Posted using Outdoor Hub Campfire


----------



## bman95 (Feb 3, 2014)

Drove down to daniels today and it's all jammed up. Then went back up to wilson mills road and tried there for about an hour before our fingers started turning different colors. No fish to show for it


----------



## ReelPower (May 18, 2009)

I had eyes on the Chag from the lake to just above Daniels park. It is amazing. Ice jam from Chagrin Park to Rt. 90. That is quite a distance for an ice jam. Thick slab ice downstream of Chagrin park. Drive your car across thick.

It will take a loooooong time to thaw or a huge flood event to clear it. I saw it when the flows were at 9,000 cfs Sunday. It wasn't even thinking about budging.

I have never seen a jam that substantial.


----------



## racetech (Dec 2, 2013)

Same with the bula, ice jam for a couple miles. Froze solid still at the lake, up thru the harbor and marina, looks like you could build a house on it.


----------



## dipthekid (Sep 17, 2012)

Got out today on my lunch and froze my fingers off but was rewarded with a pretty 30" 11# Hen. Fight was interesting because of the shelf ice. Had to walk her 40 yards because I didn't trust the ice in the middle.


----------



## Buckeyefly (Apr 28, 2007)

Anyone fish the Chagrin today? The flow gauge says 5000cfs. Is it stuck or frozen? The Rocky gauge is showing good flow numbers. Headed to Chagrin from Canton in morning if there is any open water.


----------



## bman95 (Feb 3, 2014)

Buckeyefly said:


> Anyone fish the Chagrin today? The flow gauge says 5000cfs. Is it stuck or frozen? The Rocky gauge is showing good flow numbers. Headed to Chagrin from Canton in morning if there is any open water.


Nah, it's just stuck. The ice jam has been messing it up for over a week lol, haven't been down there but the lower river probably still isn't fishable


----------



## Buckeyefly (Apr 28, 2007)

Thanks.
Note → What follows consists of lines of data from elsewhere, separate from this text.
PR #1176, opened 2016-09-23
Fix pymedusa/SickRage/issues/1175

fernandog:
Still need to find why JS is sending show='undefined' @OmgImAlexis 

I guess its here:
https://github.com/pymedusa/SickRage/blob/develop/gui/slick/js/home/snatch-selection.js#L79

```javascript
    function checkCacheUpdates(repeat) {
       (...)
        var show = $('meta[data-last-prov-updates]').attr('data-show');
        var season = $('meta[data-last-prov-updates]').attr('data-season');
        var episode = $('meta[data-last-prov-updates]').attr('data-episode');
        var data = $('meta[data-last-prov-updates]').data('last-prov-updates');
        var manualSearchType = $('meta[data-last-prov-updates]').attr('data-manual-search-type')
```

@wimpyrbx  did you changed URL or something when manual searching?

### DIFF
--- a/gui/slick/views/snatchSelection.mako
+++ b/gui/slick/views/snatchSelection.mako
@@ -458,7 +458,7 @@
                 % for hItem in provider_results['found_items']:
                     <%
                         # Hides special episodes from season search
-                        if manual_search_type == 'season' and 'E00' in hItem["name"]:
+                        if manual_search_type == 'season' and u'E00' in hItem["name"]:
                             continue
 
                         hItem = dict(hItem)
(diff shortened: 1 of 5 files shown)


gui/slick/views/snatchSelection.mako
```diff
@@ -458,7 +458,7 @@
                 % for hItem in provider_results['found_items']:
                     <%
                         # Hides special episodes from season search
-                        if manual_search_type == 'season' and 'E00' in hItem["name"]:
+                        if manual_search_type == 'season' and u'E00' in hItem["name"]:
```
fernandog: I think this is not needed right?

medariox: In this case it doesn't matter, but generally we should always be comparing unicode to unicode and bytes to bytes. I removed it now to keep consistency with the rest of the mako files.

fernandog:
Fixes also https://github.com/pymedusa/SickRage/issues/1174

PR #1184, opened 2016-09-24
Fix image size check

fernandog:
@medariox why sometimes I get "0L" and sometimes just "0" ?


medariox:
No idea, but you might want to use try_int here, otherwise 0L will error.

fernandog:
@medariox found the answer:

http://stackoverflow.com/a/15820275

int is correct

PR #1187, opened 2016-09-25
fix css rules

OmgImAlexis:
We still have over 400 issues with the CSS that need to be fixed before stylelint can be turned on with Travis. If you're working on the CSS I'd suggest you install one of the [stylelint plugins](https://github.com/stylelint/stylelint#getting-started).

### DIFF
--- a/gui/slick/css/style.css
+++ b/gui/slick/css/style.css
@@ -11,10 +11,6 @@ inc_top.mako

Should be some open water in N Chagrin Reservation.


----------



## mdogs444 (Aug 29, 2012)

Won't be fishable much below route 6 for several weeks. Drove over Daniel's area and it still jammed up complete. Enough to build a house on. With that being said, no fish will be moving up river because they can't get above the dam. Anything you find in the N. Reservation will be a fall/winter holdover. Still a great time - but no freshies running in for a few weeks yet.


----------



## Buckeyefly (Apr 28, 2007)

Ya, all I need is one. Even if it's a beat up- ice scarred-holdover from Sept.


----------



## dipthekid (Sep 17, 2012)

All last week I didn't see a soul on the Chagrin. Drove by to check the conditions yesterday and there were a lot of guys on a treasure hunt. Anyone catch anything on the Chag yesterday?


----------



## bman95 (Feb 3, 2014)

Is that big ice jam breaking up a little? Would love for some fresh fish to actually be able to run...


----------



## mdogs444 (Aug 29, 2012)

Water is relatively open from I-90 up to Chagrin Falls. Below 90, its a full jam. You won't see that going to the lake and fresh fish coming in till the end of the month at this rate. Even if the rivers started breaking up, the lake is still frozen over with no where for the ice to go.


----------



## fishinnick (Feb 19, 2011)

Anyone know how thick the ice is on the lake(or at least in the harbors)?? That lake really needs to melt.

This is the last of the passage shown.